Collected data:
::::::::

PR #12764, opened 2026-02-03
ci: add pr number to the cache key

nsingla:
Adding pr number to the cache key, hopefully this resolves the issue with cross pr contamination when master is merged in prs and commits are not squashed, then the sha of the last commit is the master sha, or when different prs are not rebased correctly and the sha matches. For e.g. this failure:
https://github.com/kubeflow/pipelines/actions/runs/21638591850/job/62376928389?pr=12442

**Checklist:**

### DIFF
--- a/.github/workflows/image-builds-with-cache.yml
+++ b/.github/workflows/image-builds-with-cache.yml
@@ -93,7 +93,7 @@ jobs:
         uses: actions/cache@v5
         with:
           path: .build-marker-${{ matrix.image }}
-          key: image-built-${{ matrix.image }}-${{ github.sha }}-${{ steps.date.outputs.date }}
+          key: image-built-${{ matrix.image }}-${{ github.sha }}-${{ github.event.pull_request.number || github.ref_name }}-${{ steps.date.outputs.date }}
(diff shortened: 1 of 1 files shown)


sduvvuri1603:
Thanks for the fix! @nsingla 

This is for my clarification: This does help with cross‑PR cache contamination but what happens if I do a rerun of the same PR on the same day?
The cache marker still hits, the build is skipped, and no artifacts are uploaded for that rerun. The deploy job only downloads artifacts from the current run, so it can still fail with `metadata-writer.tar` not found right?

nsingla:
> Thanks for the fix! @nsingla
> 
> This is for my clarification: This does help with cross‑PR cache contamination but what happens if I do a rerun of the same PR on the same day? The cache marker still hits, the build is skipped, and no artifacts are uploaded for that rerun. The deploy job only downloads artifacts from the current run, so it can still fail with `metadata-writer.tar` not found right?

I think for the rerun it should still work, if the artifact is found in the cache, then it should be available (based on the key which includes date, pr number and sha). I think the issue was only due to cross contamination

::::::::

Reproduce each line, exactly as it appears, from the one that contains "--- a/.github/workflows/image-builds-with-cache.yml" through the last line of the records. Add no other lines.

--- a/.github/workflows/image-builds-with-cache.yml
+++ b/.github/workflows/image-builds-with-cache.yml
@@ -93,7 +93,7 @@ jobs:
         uses: actions/cache@v5
         with:
           path: .build-marker-${{ matrix.image }}
-          key: image-built-${{ matrix.image }}-${{ github.sha }}-${{ steps.date.outputs.date }}
+          key: image-built-${{ matrix.image }}-${{ github.sha }}-${{ github.event.pull_request.number || github.ref_name }}-${{ steps.date.outputs.date }}
(diff shortened: 1 of 1 files shown)


sduvvuri1603:
Thanks for the fix! @nsingla 

This is for my clarification: This does help with cross‑PR cache contamination but what happens if I do a rerun of the same PR on the same day?
The cache marker still hits, the build is skipped, and no artifacts are uploaded for that rerun. The deploy job only downloads artifacts from the current run, so it can still fail with `metadata-writer.tar` not found right?

nsingla:
> Thanks for the fix! @nsingla
> 
> This is for my clarification: This does help with cross‑PR cache contamination but what happens if I do a rerun of the same PR on the same day? The cache marker still hits, the build is skipped, and no artifacts are uploaded for that rerun. The deploy job only downloads artifacts from the current run, so it can still fail with `metadata-writer.tar` not found right?

I think for the rerun it should still work, if the artifact is found in the cache, then it should be available (based on the key which includes date, pr number and sha). I think the issue was only due to cross contamination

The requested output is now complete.